Audit reform requires effective institutions, not rivalries

A recent article titled "Audit Gaps, National Traps," published in The Daily Star by the president of the Institute of Cost and Management Accountants of Bangladesh (ICMAB), has generated considerable reaction within the accounting and audit community. While it raises some legitimate concerns about audit coverage and governance gaps in Bangladesh, it unfortunately presents a somewhat fragmented and misleading narrative about the audit profession and the respective mandates of Institute of Chartered Accountants of Bangladesh (ICAB) and ICMAB.
Bangladesh's audit ecosystem, though in need of reform and expansion, should not be reduced to a turf war between professional bodies. The responsibility of audit is a public trust function, not a marketable commodity. Calling the current statutory audit system a "monopoly" ignores global and local rationale for regulated entry, technical control, and accountability. Auditors are not vendors. They are fiduciaries accountable to the public, the regulator, and capital markets.
The claim that audit fees have "surged under monopoly control" is misleading. Audit quality, independence, and due diligence come with a cost. Regulatory frameworks worldwide purposefully restrict audit licensing to ensure quality and trust, not to promote competition like telecoms or ride-sharing apps.
Moreover, the article selectively compares Bangladesh with the UK, Canada, and Australia, where there are unified bodies like CPA Canada or Institute of Chartered Accountants in England and Wales to license auditors. But these institutions enforce rigorous audit training, peer review, and disciplinary regimes. Their structures cannot be casually cited to argue for audit eligibility without addressing the compliance burden, enforcement infrastructure, or educational equivalence.

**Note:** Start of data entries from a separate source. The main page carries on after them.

PR #1983, opened 2021-12-23
[GCU] Copying config_db before calling sonic_yang.loadData

ghooo:
#### What I did
Adding unit-test for cases where `PatchSorter.sort` is called to update config that has tables without YANG. This would sometimes throw the error
```
KeyError: 'NameOfTableWithoutYang'
```
This error happened because `find_ref_paths` would remove tables without yang as a side-effect.

Earlier this was fixed by cropping tables without yang models from current and target configs. That fix had 2 issues:
- It is not addressing the real problem which is cropping the config as a side effect to `find_ref_paths`
- If the move generated by the inner logic of `PatchSorter` was to replace whole config, it would result in replacing whole config with the config with cropped non-yang tables

#### How I did it
- Fixing `find_ref_paths` to not crop the given config as a side-effect
  - Added a unit-test for that
- Revert the change to crop current config and target config in `PatchSorter.sort`
  - Added a unit-test to verify replace whole config move does not result unintentionally in removing tables without yang
- Added unit-test to verify calling `PatchSorter.sort` on a config with non-yang tables does not result in the exception: 
  ```
  KeyError: 'NameOfTableWithoutYang'
  ```

#### How to verify it
unit-tests

### DIFF
--- a/generic_config_updater/patch_sorter.py
+++ b/generic_config_updater/patch_sorter.py
@@ -36,6 +36,13 @@ class Diff:
     def has_no_diff(self):
         return self.current_config == self.target_config
 
+    def __str__(self):
+        return f"""current_config: {self.current_config}
+target_config: {self.target_config}"""
+
+    def __repr__(self):
+        return str(self)
+
 class JsonMove:
     """
     A class similar to JsonPatch operation, but it allows the path to refer to non-existing middle elements.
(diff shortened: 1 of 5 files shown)


qiluo-msft:
Could you explain your motivation in PR description? Is it a bug fix or refactoring?

generic_config_updater/patch_sorter.py
```diff
@@ -36,6 +36,13 @@ def apply_move(self, move):
     def has_no_diff(self):
         return self.current_config == self.target_config
 
+    def __str__(self):
```
ghooo, line 39: Adding `__str__` and `__repr__` are not related to this PR, but they are small improvements to the `Diff` class.

qiluo-msft (approved):

PR #2663, opened 2023-02-08
[fwutil] replace shell=True

maipbui:

#### What I did
#### How I did it
#### How to verify it
Pass UT
Manual test

### DIFF
--- a/fwutil/lib.py
+++ b/fwutil/lib.py
@@ -236,7 +236,7 @@ class SquashFs(object):
     def get_current_image(self):
         cmd0 = ["sonic-installer", "list"]
         cmd1 = ["grep", 'Current: ']
-        cmd2 = ["cut", "-f2", "-d", ' ']
+        cmd2 = ["cut", "-f2", "-d "]
         output = check_output_pipe(cmd0, cmd1, cmd2)
 
         return output.rstrip(NEWLINE)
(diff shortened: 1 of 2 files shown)


qiluo-msft (approved):

fwutil/lib.py
```diff
@@ -233,14 +234,18 @@ def __init__(self):
...
+        output = check_output_pipe(cmd0, cmd1, cmd2)
 
         return output.rstrip(NEWLINE)
 
     def get_next_image(self):
-        cmd = "sonic-installer list | grep 'Next: ' | cut -f2 -d' '"
-        output = subprocess.check_output(cmd, stderr=subprocess.STDOUT, shell=True, text=True)
+        cmd0 = ["sonic-installer", "list"]
+        cmd1 = ["grep", 'Next: ']
+        cmd2 = ["cut", "-f2", "-d", ' ']
```
qiluo-msft, line 247: >"-d", ' ' [](http://example.com/codeflow?start=30&length=9)

Original it's one arg, right?

fwutil/lib.py
```diff
@@ -233,14 +234,18 @@ def __init__(self):
         self.overlay_mountpoint = self.OVERLAY_MOUNTPOINT_TEMPLATE.format(image_stem)
 
     def get_current_image(self):
-        cmd = "sonic-installer list | grep 'Current: ' | cut -f2 -d' '"
-        output = subprocess.check_output(cmd, stderr=subprocess.STDOUT, shell=True, text=True)
+        cmd0 = ["sonic-installer", "list"]
+        cmd1 = ["grep", 'Current: ']
+        cmd2 = ["cut", "-f2", "-d", ' ']
```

In Bangladesh, the Financial Reporting Act 2015 clearly distinguishes statutory audits from general financial reporting. It recognises both ICAB and ICMAB as professional accounting bodies, but it also vests the authority of statutory audit in line with Companies Act provisions and the Financial Reporting Council (FRC). ICAB members, through their articleship-based practical training and ongoing practice review, fulfil audit-specific experience mandated by global bodies like the International Federation of Accountants (IFAC). While ICMAB members gain valuable managerial experience, it is not a substitute for statutory audit competency.
Allowing CMA members to audit non-public interest entities (PIEs) or NGOs, as proposed, may appear pragmatic, but it risks fragmenting oversight, duplicating regulation, and confusing users of financial statements. Even in Pakistan, where CMAs have limited audit rights, the scope is tightly controlled and contextually distinct.
The suggestion that audits market entry should be widened solely to reduce fees or fill a numerical gap also misses the mark. Bangladesh has around 500 practising CAs, but the problem isn't a lack of professionals; it's the lack of regulatory enforcement, automation, and systemic transparency. Opening audit licenses without strengthening supervision could deepen compliance risks.
Instead of advocating for professional inclusion through conflict, the way forward is collaborative reform. Joint training initiatives, capacity building, technology integration, and expanding the scope of cost audit can create a stronger foundation. If there is a desire to revisit audit rights, it must be done institutionally, with FRC and parliament leading the debate.
Let us reform together Bangladesh's financial future, which depends on accountability.
Imran A. Hasan FCA is a member of ICAB and partner at A. Wahab & Co.
Views expressed in this article are the author's own.